Photo by Lewis Fox via Cornell University Sheep graze at Cornell's Sutton Road Solar Farm in Geneva, New York.

Solar energy has its backers who believe that clean and low-cost energy should prevail over critics who say it’s not really that cheap, and that its appearance is a visually jarring presence in the rural landscape.

Three solar experts who think about these issues shared their thoughts in an hourlong webinar on Monday as part of the virtual Pennsylvania Farm Show.

The panelists were Amanda Eyer of the Pennsylvania Department of Environmental Protection, Tom Murphy of Penn State’s Marcellus Center for Outreach and Research, and Dave Hartman of Penn State Extension.

Their focus was on the deployment of utility-scale solar, rather than the kind of solar panels that can keep electric fences charged and, with rooftop installations, power a house or barn.

Utility-scale installations can cover hundreds of acres of bucolic countryside, limiting the land’s use for crop and livestock agriculture.

Unlike coal- and gas-powered generation stations, solar is a zero-emissions source of energy.

Solar’s cost structure and environmental friendliness can help Pennsylvania meet goals for clean, economical electricity, according to Eyer.

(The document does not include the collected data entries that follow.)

PR #1942, opened 2026-08-30
fix(yq): memoize select()'s corruption walk so aliases stop amplifying (#1804)

### LINKED ISSUE #1804: yaml: unmemoized alias resolution inside as_object/as_array can amplify a deeply-aliased document exponentially
## Summary

`YamlValue::as_object()`/`as_array()` (`src/yaml/light.rs`) resolve through an `Alias` chain via `resolve_alias_chain()`/`resolve_alias_target_cursor()` with no memoization. Any traversal that recurses through these (e.g. `to_owned_cursor_at_depth`, and now `push_generic_truthiness_cursor_error`, #1645/PR #1798) re-walks the alias chain from scratch at every node it visits.

## Failure scenario

A YAML document using a "billion laughs"-style repeated-aliasing pattern:

```yaml
a0: &a0 [1, 1]
a1: &a1 [*a0, *a0]
a2: &a2 [*a1, *a1]
...
aN: &aN [*a(N-1), *a(N-1)]
```

Each level doubles the number of nodes a full traversal must visit relative to the previous level, so a document with N such levels (well within `MAX_NESTING_DEPTH = 256`'s structural-depth limit — the chain here is *referential* fan-out, not structural nesting depth) causes an O(2^N) node-visit blowup for any operation that walks the whole subtree (`to_owned`, `-S`, `select()`'s new nested-corruption check, etc.), even though the document's own on-disk/in-memory representation is small (each level is O(1) bytes).

## Scope note

This is **not new** — `to_owned_cursor_at_depth` has always walked through `as_object`/`as_array` this way, so `select()` (which called `to_owned_cursor(&c)` unconditionally before #1645) was already exposed to this amplification for every condition value. #1645/PR #1798 doesn't introduce or widen this exposure; it was flagged during that PR's review as a pre-existing risk worth its own tracked issue, and confirmed to still exist by 2 independent review angles.

## Suggested approach

Not prescribing a fix — options include memoizing per-cursor alias resolution (cache the terminal cursor once computed), or capping total visited-node count (distinct from the existing structural `MAX_NESTING_DEPTH` guard, which doesn't bound referential fan-out) during a single top-level traversal.

## Provenance

Found during multi-angle `/code-review` of PR #1798 (#1645).

newhoggy:
Fixes #1804 for the walk it names. Its sibling path (`to_owned_cursor_at_depth`) is measured, characterised, and deliberately left open — see below.

## The bug

A YAML alias makes one node reachable by many paths, so a billion-laughs shape has 2^N reachable nodes in O(N) bytes on disk:

```yaml
a0: &a0 [1, 1]
a1: &a1 [*a0, *a0]
...
a26: &a26 [*a25, *a25]
```

`select()`'s #1645 corruption walk re-walked every reference from scratch. On a ~450-byte file, answering a two-byte query:

| | `.a26 \| select(.) \| length` |
|---|---|
| real yq | **~0.007s** |
| `main` | **13.894s** |
| this PR | **0.005s** |

Real yq stays flat across N=12..26, so this is succinctly's own bug, not a shared property of YAML aliasing. It's a denial-of-service shape: the file is small enough to paste.

## The fix

The walk carries the set of node positions already proven clean. Sound because the check is a pure function of a node's subtree, and a position is recorded **only on the path that returns `None`** — any error returns before the recursion continues — so "already seen" can only mean "already proven clean". A node with no `text_position` is never memoized.

The aliases themselves sit at distinct positions and don't collide; what collides is their *children*, which resolve to the same target node. That's where the fan-out is cut.

## I nearly fixed the wrong thing

My first measurement showed **no improvement**, because I timed `.aN | select(. != null)` — where the *comparison* materializes its operand and dominates, hiding the fix completely. Attributing per query separated them:

| query | cost | why |
|---|---|---|
| `select(true)` | flat | a scalar condition never walks |
| `select(.)` | exponential | **the walk this PR fixes** |
| `. != null` | exponential | the comparison — no `select()` involved at all |
| `tostring` | exponential | `to_owned` |

Only the second is fixed here. The other two run through `to_owned_cursor_at_depth`, which #1804 also names but which is a *different* function with a different question — it must actually build the value — so it stays open there rather than being quietly claimed.

## Tests

`test_aliased_document_does_not_amplify_1804` takes ~14s against `main` and 5ms here. `test_alias_memo_still_reports_corruption_1804` pins that a corruption reachable through an alias still raises, including when a clean reference to a different anchor was walked first — the failure mode a memo could plausibly introduce.

## Gates

6547 tests / 0 failed; both clippy feature sets, `fmt`, `--no-default-features` (load-bearing here — the fix adds an `alloc` import, and `BTreeSet` needed the same dual `cfg(test)`/`cfg(not(test))` treatment `Rc` has), and CI's exact rustdoc command.

### DIFF
--- a/src/jq/eval_generic.rs
+++ b/src/jq/eval_generic.rs
@@ -12,6 +12,8 @@
 #[cfg(not(test))]
 use alloc::boxed::Box;
 #[cfg(not(test))]
+use alloc::collections::BTreeSet;
+#[cfg(not(test))]
 use alloc::format;
 #[cfg(not(test))]
 use alloc::rc::Rc;
@@ -21,6 +23,8 @@ use alloc::string::{String, ToString};
 use alloc::vec;
 #[cfg(not(test))]
 use alloc::vec::Vec;
+#[cfg(test)]
+use std::collections::BTreeSet;
 #[cfg(test)]
 use std::rc::Rc;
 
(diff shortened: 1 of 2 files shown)


newhoggy:
Closing unmerged — see #1804 for the full measurements. The memo works (13.9s → 0.006s at N=26) but costs ~50% on alias-free documents from plumbing alone, and only closes one of several reachable entry points. The fix belongs at the alias-resolution layer in `yaml/light.rs`, where JSON and alias-free YAML pay nothing.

Pennsylvania gets 7% of its energy from renewable sources, including 1% from solar.

The Department of Environmental Protection wants to raise solar’s portion to 10% by 2030, part of a broader Wolf administration goal to reduce greenhouse gases 80% by midcentury.

Eyer showed a map of Pennsylvania’s 67 counties. Proposed solar installations are planned for 53 of them, covering a land area of about 60,000 acres. By comparison, Eyer said, Pennsylvania has 250,000 acres of abandoned mine lands.

The Price of Setting Up Solar

Solar energy does have a significant price tag, Eyer said. But with all expenses counted, such as construction, maintenance and land acquisition, solar costs about $37 per megawatt-hour, which is about half the cost of a fossil fuel-burning plant.

But that’s not the only economic incentive for distributors of electricity. The state mandates that companies like PPL and MetEd buy a percentage of their electricity from renewable sources, and those sources must be located in Pennsylvania.

Murphy gave a virtual tour of Penn State’s 500-acre solar facility in Franklin County. It’s big and there’s no doubting its purpose. Fences divide the facility into different areas for different studies.

One section is laid out to research if hay crops can be grown and harvested in the space between rows of panels. And there’s a fenced-off corridor through the installation to allow for the passage of wildlife.

Is it beautiful? That would depend on the eye — and maybe more importantly, the mindset — of the beholder.

Sheep Can Help Maintain Ground Under Solar Panels

Hartman, an Extension educator based in Lycoming County, likes sheep for maintaining the ground under solar panels.

Goats don’t work in solar farms because they tend to climb on the panels with their sharp hooves. With their tendency to rub against things, cattle could damage the supports for the panels.

Sheep just eat and don’t bother the solar structures.

Hartman said the issue with cattle might be solved by putting the panels higher up on sturdier supports. That idea would take research to validate and extra expense to implement.

One point in favor of sheep is a growing market for lamb in the Northeast. Hartman said most of the lamb meat currently moving into the New York, Boston and Philadelphia markets is being trucked in from outside the region.

For a farmer and energy entrepreneur, Hartman suggested starting with three ewes per acre of solar farm. “I like to suggest low, see what happens, and then go up from there,” he said. Wethers and nonbreeding ewes could also be used for maintenance.

Sheep can get a lot of their daily water need from the forages they eat, but Hartman said anybody thinking of employing sheep for maintenance would need to plan for a water supply.

Probably the biggest challenges a producer would face are timing the lamb crop and getting the animals to market. He suggested looking closely at the numbers to figure out the extra labor, trucking, supplemental feed, veterinary services and other costs involved with any farm enterprise.